Software & Data Management
Data acquisition and reporting are governed by embedded firmware compliant with GLP documentation standards. The instrument stores ≥100,000 measurement records with full metadata: timestamp (date/time), operator ID, method name, electrode serial number, calibration status, ambient temperature, and diagnostic flags. Data export occurs via RS-232 or USB interface in three formats: Simple (raw values only), Standard (with method and electrode metadata), and GLP (including audit trail, calibration certificates, and electronic signatures). Integrated PC software enables direct import into Microsoft Excel, Word, or LIMS platforms using standardized .csv or .xlsx templates—eliminating manual transcription errors. All stored methods support version control, duplication, and role-based editing permissions.
Applications
- Real-time monitoring of demineralized water in high-pressure boiler feed circuits and steam condensate return lines
- Validation of reverse osmosis (RO) and electrodeionization (EDI) system performance in power plant make-up water treatment trains
- QC testing of ultrapure water used in turbine lube oil conditioning and hydrogen-cooled generator cooling loops
- Compliance verification for nuclear power plant secondary coolant chemistry per EPRI TR-102323 and IEEE 383
- Pharmaceutical facility water system qualification (IQ/OQ/PQ) under Annex 1 and EU GMP guidelines
- Research-grade characterization of ionic impurity profiles in semiconductor fabrication rinse water
FAQ
Does the DDS-609 support non-linear temperature compensation for ultrapure water?
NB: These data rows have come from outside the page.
PR #907, opened 2026-06-28
fix(print-history): validate only modified paths on spool-debit save() (#905)

hyiger:
Fixes #905.

## Root cause
A print-history job debits a spool via `filament.save()` (`src/app/api/print-history/route.ts:288/336/373`), which re-validates the **whole** document. A legacy out-of-range field elsewhere on the filament (e.g. a `temperatures.nozzle` stored before the max-600 validator existed) throws a `ValidationError` and blocks the unrelated spool-weight debit. The refund (`print-history/[id]` DELETE) and per-spool usage log have the identical exposure.

## Fix
Pass `{ validateModifiedOnly: true }` to the spool-mutation `save()` calls (POST debit + sequential-fallback + rollback, DELETE refund, usage log). They operate on docs **loaded from the DB** (all required fields present), so validating only the changed paths is safe and lets the debit proceed.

Yes—it implements a piecewise polynomial algorithm aligned with the International Association for the Properties of Water and Steam (IAPWS) conductivity-temperature model, specifically optimized for resistivity measurements below 1 µS/cm.
Can calibration data be traced to national metrology institutes?
Calibration is performed using certified KCl reference solutions traceable to NIST SRM 3880 or equivalent national standards; calibration certificates include uncertainty budgets per ISO/IEC 17025.
Is user permission management compatible with FDA 21 CFR Part 11?
Yes—role-based access control (RBAC), electronic signatures, and immutable audit trails meet Part 11 requirements for electronic records and signatures in regulated environments.
What electrode constants are supported, and how is cell constant verification performed?
Four fixed cell constants are supported (0.01, 0.1, 1.0, 10.0 cm⁻¹); cell constant is verified during calibration using at least four certified standard solutions spanning the operational range.
How does the instrument handle electrode drift in long-term unattended operation?
It performs automated self-diagnostic checks before each measurement cycle—including open-circuit detection, short-circuit validation, and impedance monitoring—and triggers visual/audible alerts when electrode performance deviates beyond ±2% of nominal constant.